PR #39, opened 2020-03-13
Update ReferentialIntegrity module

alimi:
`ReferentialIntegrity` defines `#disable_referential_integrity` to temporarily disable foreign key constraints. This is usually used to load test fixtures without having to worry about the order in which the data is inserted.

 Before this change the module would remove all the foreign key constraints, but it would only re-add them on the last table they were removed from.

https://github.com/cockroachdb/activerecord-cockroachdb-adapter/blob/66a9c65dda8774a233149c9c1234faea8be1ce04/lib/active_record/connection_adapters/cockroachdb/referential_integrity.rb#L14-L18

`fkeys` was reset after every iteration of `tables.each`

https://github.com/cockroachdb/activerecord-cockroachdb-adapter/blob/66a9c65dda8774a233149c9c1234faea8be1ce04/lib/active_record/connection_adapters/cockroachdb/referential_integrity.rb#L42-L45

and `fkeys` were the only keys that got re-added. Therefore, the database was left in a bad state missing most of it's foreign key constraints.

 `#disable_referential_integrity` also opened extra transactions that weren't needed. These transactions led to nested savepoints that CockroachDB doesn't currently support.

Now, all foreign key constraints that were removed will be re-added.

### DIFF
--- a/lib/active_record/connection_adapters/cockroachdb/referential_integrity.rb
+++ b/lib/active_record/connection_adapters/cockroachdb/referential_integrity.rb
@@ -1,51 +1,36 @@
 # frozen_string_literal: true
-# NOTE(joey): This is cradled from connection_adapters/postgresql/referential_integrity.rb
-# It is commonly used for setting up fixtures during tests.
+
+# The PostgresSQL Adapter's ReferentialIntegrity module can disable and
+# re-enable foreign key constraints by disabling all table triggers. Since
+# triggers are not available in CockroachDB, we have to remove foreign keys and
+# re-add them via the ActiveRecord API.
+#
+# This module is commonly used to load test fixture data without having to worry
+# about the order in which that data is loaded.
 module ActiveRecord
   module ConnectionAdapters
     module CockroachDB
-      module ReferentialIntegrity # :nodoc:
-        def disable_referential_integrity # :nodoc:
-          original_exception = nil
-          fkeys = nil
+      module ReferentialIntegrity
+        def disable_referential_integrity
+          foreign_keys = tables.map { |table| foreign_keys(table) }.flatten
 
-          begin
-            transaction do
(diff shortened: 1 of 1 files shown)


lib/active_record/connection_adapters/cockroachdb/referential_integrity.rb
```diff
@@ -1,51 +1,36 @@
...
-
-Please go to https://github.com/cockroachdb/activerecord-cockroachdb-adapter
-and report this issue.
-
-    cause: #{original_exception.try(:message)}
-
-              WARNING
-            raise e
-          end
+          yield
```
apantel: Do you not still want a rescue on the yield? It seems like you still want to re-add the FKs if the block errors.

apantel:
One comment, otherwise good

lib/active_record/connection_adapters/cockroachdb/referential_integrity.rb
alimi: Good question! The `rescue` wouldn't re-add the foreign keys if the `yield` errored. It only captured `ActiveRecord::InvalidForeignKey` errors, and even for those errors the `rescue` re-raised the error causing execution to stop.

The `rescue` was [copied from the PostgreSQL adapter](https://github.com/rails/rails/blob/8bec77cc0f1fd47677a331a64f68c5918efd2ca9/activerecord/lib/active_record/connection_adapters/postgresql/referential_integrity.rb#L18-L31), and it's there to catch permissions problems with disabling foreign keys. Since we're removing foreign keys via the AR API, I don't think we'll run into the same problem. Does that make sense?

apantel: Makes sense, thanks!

· · · · · · ·

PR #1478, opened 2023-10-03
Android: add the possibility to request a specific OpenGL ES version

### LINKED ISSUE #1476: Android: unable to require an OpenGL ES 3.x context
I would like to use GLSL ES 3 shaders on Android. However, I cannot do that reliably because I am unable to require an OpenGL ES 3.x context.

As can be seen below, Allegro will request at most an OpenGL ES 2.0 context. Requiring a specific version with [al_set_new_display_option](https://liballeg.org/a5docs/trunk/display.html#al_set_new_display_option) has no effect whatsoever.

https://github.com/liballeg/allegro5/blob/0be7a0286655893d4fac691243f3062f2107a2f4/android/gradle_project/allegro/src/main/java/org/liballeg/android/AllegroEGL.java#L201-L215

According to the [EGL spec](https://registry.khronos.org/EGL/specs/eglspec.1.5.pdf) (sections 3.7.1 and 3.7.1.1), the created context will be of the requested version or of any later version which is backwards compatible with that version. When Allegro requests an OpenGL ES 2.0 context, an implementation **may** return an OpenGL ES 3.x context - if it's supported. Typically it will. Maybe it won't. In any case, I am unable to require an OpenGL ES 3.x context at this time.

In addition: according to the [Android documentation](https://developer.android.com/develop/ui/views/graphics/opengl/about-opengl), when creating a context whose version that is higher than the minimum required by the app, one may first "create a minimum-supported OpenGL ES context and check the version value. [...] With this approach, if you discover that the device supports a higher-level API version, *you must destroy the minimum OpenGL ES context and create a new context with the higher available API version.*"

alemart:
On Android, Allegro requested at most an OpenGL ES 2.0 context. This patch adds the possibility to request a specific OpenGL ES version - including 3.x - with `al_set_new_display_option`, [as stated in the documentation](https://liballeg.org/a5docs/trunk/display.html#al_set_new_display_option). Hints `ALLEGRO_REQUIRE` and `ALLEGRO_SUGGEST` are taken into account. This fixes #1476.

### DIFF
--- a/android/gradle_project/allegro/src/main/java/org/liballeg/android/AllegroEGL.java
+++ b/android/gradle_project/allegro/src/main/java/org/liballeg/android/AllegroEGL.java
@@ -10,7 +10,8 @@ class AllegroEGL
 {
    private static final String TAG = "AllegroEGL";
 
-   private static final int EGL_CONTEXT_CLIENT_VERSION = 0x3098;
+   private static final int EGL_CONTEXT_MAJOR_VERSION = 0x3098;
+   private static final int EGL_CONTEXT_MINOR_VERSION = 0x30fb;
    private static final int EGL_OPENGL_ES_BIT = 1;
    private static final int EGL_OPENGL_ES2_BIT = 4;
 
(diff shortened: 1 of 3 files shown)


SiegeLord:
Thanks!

· · · · · · ·

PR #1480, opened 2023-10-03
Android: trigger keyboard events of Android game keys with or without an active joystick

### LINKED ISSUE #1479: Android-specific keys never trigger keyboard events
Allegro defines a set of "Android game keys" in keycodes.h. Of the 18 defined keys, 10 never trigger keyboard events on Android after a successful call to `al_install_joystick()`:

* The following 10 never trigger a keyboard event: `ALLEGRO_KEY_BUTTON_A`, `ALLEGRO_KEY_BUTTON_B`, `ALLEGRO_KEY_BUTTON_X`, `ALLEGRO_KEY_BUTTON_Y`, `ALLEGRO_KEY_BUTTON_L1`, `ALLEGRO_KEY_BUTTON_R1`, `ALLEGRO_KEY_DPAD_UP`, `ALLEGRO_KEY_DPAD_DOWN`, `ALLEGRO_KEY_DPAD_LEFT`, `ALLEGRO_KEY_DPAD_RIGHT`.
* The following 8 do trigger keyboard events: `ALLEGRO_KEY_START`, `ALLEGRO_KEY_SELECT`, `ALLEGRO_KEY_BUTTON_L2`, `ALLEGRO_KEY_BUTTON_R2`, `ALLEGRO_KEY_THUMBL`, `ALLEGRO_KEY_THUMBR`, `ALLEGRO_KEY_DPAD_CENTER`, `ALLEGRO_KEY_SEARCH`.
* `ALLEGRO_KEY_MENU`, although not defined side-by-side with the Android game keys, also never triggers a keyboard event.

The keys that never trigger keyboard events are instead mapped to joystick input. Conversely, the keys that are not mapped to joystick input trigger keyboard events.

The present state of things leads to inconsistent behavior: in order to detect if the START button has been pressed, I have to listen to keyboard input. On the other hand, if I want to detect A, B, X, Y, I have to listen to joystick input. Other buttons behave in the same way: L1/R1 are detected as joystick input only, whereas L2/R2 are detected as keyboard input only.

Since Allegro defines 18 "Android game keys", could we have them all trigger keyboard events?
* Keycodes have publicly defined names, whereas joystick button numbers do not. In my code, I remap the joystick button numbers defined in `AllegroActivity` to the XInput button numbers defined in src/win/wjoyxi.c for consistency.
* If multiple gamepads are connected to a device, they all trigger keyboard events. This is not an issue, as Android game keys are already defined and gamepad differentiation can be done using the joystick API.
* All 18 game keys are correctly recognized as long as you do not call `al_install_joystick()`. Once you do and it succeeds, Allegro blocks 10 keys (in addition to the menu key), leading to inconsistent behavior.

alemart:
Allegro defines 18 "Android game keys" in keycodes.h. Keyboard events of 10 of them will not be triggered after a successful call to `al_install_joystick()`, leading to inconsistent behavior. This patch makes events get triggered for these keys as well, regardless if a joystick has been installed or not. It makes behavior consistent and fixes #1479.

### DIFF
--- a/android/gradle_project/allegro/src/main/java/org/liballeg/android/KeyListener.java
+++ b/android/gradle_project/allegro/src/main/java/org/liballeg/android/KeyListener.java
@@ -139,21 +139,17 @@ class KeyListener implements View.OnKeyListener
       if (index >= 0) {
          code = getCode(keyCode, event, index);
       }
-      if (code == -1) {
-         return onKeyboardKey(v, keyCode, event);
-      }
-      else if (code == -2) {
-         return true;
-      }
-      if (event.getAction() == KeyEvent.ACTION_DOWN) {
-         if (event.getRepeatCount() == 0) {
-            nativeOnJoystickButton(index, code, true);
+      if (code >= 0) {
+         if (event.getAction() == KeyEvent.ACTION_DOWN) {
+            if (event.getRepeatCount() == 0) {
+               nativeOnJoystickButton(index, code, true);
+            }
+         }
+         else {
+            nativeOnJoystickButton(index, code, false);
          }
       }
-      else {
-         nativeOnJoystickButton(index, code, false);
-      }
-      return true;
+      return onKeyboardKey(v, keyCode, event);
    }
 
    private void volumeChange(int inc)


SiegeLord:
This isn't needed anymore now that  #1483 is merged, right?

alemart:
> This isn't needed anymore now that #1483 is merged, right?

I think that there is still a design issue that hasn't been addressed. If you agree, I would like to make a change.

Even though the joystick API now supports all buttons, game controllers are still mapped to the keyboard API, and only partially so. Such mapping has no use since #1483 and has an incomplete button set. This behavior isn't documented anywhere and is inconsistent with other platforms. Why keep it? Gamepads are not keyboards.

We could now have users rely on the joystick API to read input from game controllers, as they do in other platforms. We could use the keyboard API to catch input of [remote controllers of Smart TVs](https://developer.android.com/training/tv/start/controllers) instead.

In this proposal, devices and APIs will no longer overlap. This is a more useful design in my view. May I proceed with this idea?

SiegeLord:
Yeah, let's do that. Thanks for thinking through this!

· · · · · · ·

### Assigned task
Out of the material above, output word for word the line with "PR #39, opened 2020-03-13", the line with "it's foreign key constraints.", and all lines between them, with nothing else.

### Response for this exercise
PR #39, opened 2020-03-13
Update ReferentialIntegrity module

alimi:
`ReferentialIntegrity` defines `#disable_referential_integrity` to temporarily disable foreign key constraints. This is usually used to load test fixtures without having to worry about the order in which the data is inserted.

 Before this change the module would remove all the foreign key constraints, but it would only re-add them on the last table they were removed from.

https://github.com/cockroachdb/activerecord-cockroachdb-adapter/blob/66a9c65dda8774a233149c9c1234faea8be1ce04/lib/active_record/connection_adapters/cockroachdb/referential_integrity.rb#L14-L18

`fkeys` was reset after every iteration of `tables.each`

https://github.com/cockroachdb/activerecord-cockroachdb-adapter/blob/66a9c65dda8774a233149c9c1234faea8be1ce04/lib/active_record/connection_adapters/cockroachdb/referential_integrity.rb#L42-L45

and `fkeys` were the only keys that got re-added. Therefore, the database was left in a bad state missing most of it's foreign key constraints.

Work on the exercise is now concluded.